= Antonio Francesco Peruzzini =

Italian painter

Antonio Francesco Peruzzini (1643 or 1646 – 20 August 1724) was an Italian painter of the Baroque period.

==Biography==
He was born in Ancona, son of Domenico, a painter. He painted two landscapes depicting storms in Loreto; work influenced by Salvatore Rosa, but also by Dutch landscape artists popular in Italy, such Plattenberg and Mulier. His works often included capricci, similar to those seen in works by Marco Ricci.

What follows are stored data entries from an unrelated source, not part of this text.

PR #281, opened 2016-06-22
Add support for multiple file input

davidism:
Took a similar approach to `SelectField` and `SelectMultipleField`.  The `FileInput` widget now takes a `multiple` argument, and there are two fields `FileField` and `MultipleFileField`.

`FileField` is no longer based on `StringField`, since it's only a coincidence that the data is a string. I updated the docs to clarify that extensions might change what data is passed to this field (see Flask-WTF for example).

If no data is passed to the field, its `data` is `None` rather than the empty string.  There was no test for this before, so I figured it was ok to break this.  `None` makes more sense for "no file was uploaded".  The multiple field will have an empty list for no data.

`FileInput` always sets `value` to `False` so that it is not rendered.  Browsers won't honor the value of a file input for security reasons anyway.  `FileField._value` returns `False` as well, to be consistent if the widget it changed.

An alternate implementation could use one `FileField` with a `multiple` argument as well.  I'm willing to implement that instead if it sounds better.

This patch contains #280 (call process_formdata if formdata is empty) since testing this ran into that issue.  Merging this after that, or just closing that, should both work in git.

### DIFF
--- a/docs/fields.rst
+++ b/docs/fields.rst
@@ -16,7 +16,7 @@ Fields are defined as members on a form in a declarative fashion::
         address = TextAreaField(u'Mailing Address', [validators.optional(), validators.length(max=200)])
 
 When a field is defined on a form, the construction parameters are saved until
-the form is instantiated. At form instantiation time, a copy of the field is 
+the form is instantiated. At form instantiation time, a copy of the field is
 made with all the parameters specified in the definition. Each instance of the
 field keeps its own field data and errors list.
 
@@ -63,7 +63,7 @@ The Field base class
 
     .. automethod:: process(formdata [, data])
     .. automethod:: process_data
-    .. automethod:: process_formdata 
+    .. automethod:: process_formdata
     .. attribute:: data
 
         Contains the resulting (sanitized) value of calling either of the
@@ -120,7 +120,7 @@ The Field base class
 
     .. attribute:: name
 
-        The HTML form name of this field. This is the name as defined in your 
+        The HTML form name of this field. This is the name as defined in your
         Form prefixed with the `prefix` passed to the Form constructor.
 
     .. attribute:: short_name
@@ -241,6 +241,8 @@ refer to a single input from the form.
                 image_data = request.FILES[form.image.name].read()
                 open(os.path.join(UPLOAD_PATH, form.image.data), 'w').write(image_data)
 
+.. autoclass:: MultipleFileField(default field arguments)
+
 .. autoclass:: FloatField(default field arguments)
 
    For the majority of uses, :class:`DecimalField` is preferable to FloatField,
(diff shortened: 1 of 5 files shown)


nblomqvist:
Would it be suitable to override the validation process of `MultipleFileField` such that validators do not need to be rewritten to also (and explicitly) handle multiple values?

davidism:
What validators need to be rewritten? You should be able to use `DataRequired` and `Length`, although I realize there's no test for it.

nblomqvist:
Sorry for being unclear. I was thinking of validators that people have written themselves, that are used for an input with a single value (e.g. a field holding a single `FileStorage` object), but that could just as well be applicable to multiple files. For example, I assume each validator in Flask-WTF will need to be rewritten to handle multiple files.

davidism:
Yes, that one's linked above and I'm assigned to it. 😉 I'm going to stick with rewriting that validator to work with either a single value or a list. I'm not sure what you have in mind for overriding `validate` that would allow the validator to work as-is. If you'd like to discuss it further, open a new issue.

nblomqvist:
Got it, thanks. I'll open an issue in the near future with an example on what I was thinking.

DuncanBetts:
I've been getting ImportError trying this:

```
from wtforms.fields import MultipleFileField
```

I've tried some other import statements, to no avail.

I've looked on Github Search, and can find no examples of anyone using this field type.

I've looked in the source code for tagged release 2.1, and can see MultipleFileField in the right place.

Any idea what I'm doing wrong? I'm hoping to use this along with Flask-Uploads, closest example of this I've found is http://www.patricksoftwareblog.com/tag/flask-uploads/ (with a FileField).

davidism:
This isn't released yet, not sure what code you're looking at.

DuncanBetts:
I read about the field here:

[WT Forms Documentation](http://wtforms.readthedocs.io/en/latest/fields.html#wtforms.fields.MultipleFileField)

davidism:
Those are the "latest" docs, i.e. the development docs. 2.1 is here: http://wtforms.readthedocs.io/en/2.1/fields.html#wtforms.fields.MultipleFileField. Unfortunately, I don't have maintainer access to the docs yet.

Jigsaw-Jams:
@davidism Do you have any idea when the latest version will be released? 

Also for the time being I'm hunting for a workaround. I've been doing: ```form.files(class_="form-control", multiple="") ``` but then I need to write filetype/extension validation in the view function.

 I tried writing a ```validate_files()``` method in the form class, but it only had access to the first file. Same with ```FileAllowed``` from Flask-WTF (it only validates against the first file being uploaded).

Overall main goal is to have a single ```<input type="file" multiple>``` that gets validated when running validate_on_submit(), I want to remove all the logic involved in checking the file extension from the view function.

If anyone has any ideas they would be greatly appreciated!

davidism:
As a temporary fix, you can always pull this patch into your own code, the fields don't have to be in the WTForms package to work.

As to the next release, I still have not received maintainer access for the majority of the tools (PyPI, Read the Docs, and org access on GitHub). I maintain a lot of Flask-related projects and have limited time, but will start focusing on this more once I have full access so that things go smoothly.

All I can do for now is merge PRs. Any help in the form of triage of existing issues and creating pull requests, tests, and docs is very helpful towards getting a new release ready.

r4jk3:
Whats the status of this bug?
Any breakthrough?

It would be nice to see MultipleFileField in action.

Peruzzini travelled prior to 1687 to Venice, Bologna, Modena, Parma, Casale Monferrato and Turin. He stayed in Bologna from 1682 to 1686, where he worked in collaboration with Sebastiano Ricci and Giovanni Antonio Burrini. In this period, he contributed to Temptations of St Antony and Landscape with wood-cutter (1690s). In 1703, he moved to Tuscany, patronized by Ferdinand de' Medici, and he worked with Alessandro Magnasco, painting landscapes for the painter known for his small figures. Together they painted Landscape with frati penitenti di Stockholm or Landscape with St Francis in Ecstasy now in the Uffizi. He followed Magnasco to Milan in 1712–13, and they continued collaborations until 1720–25.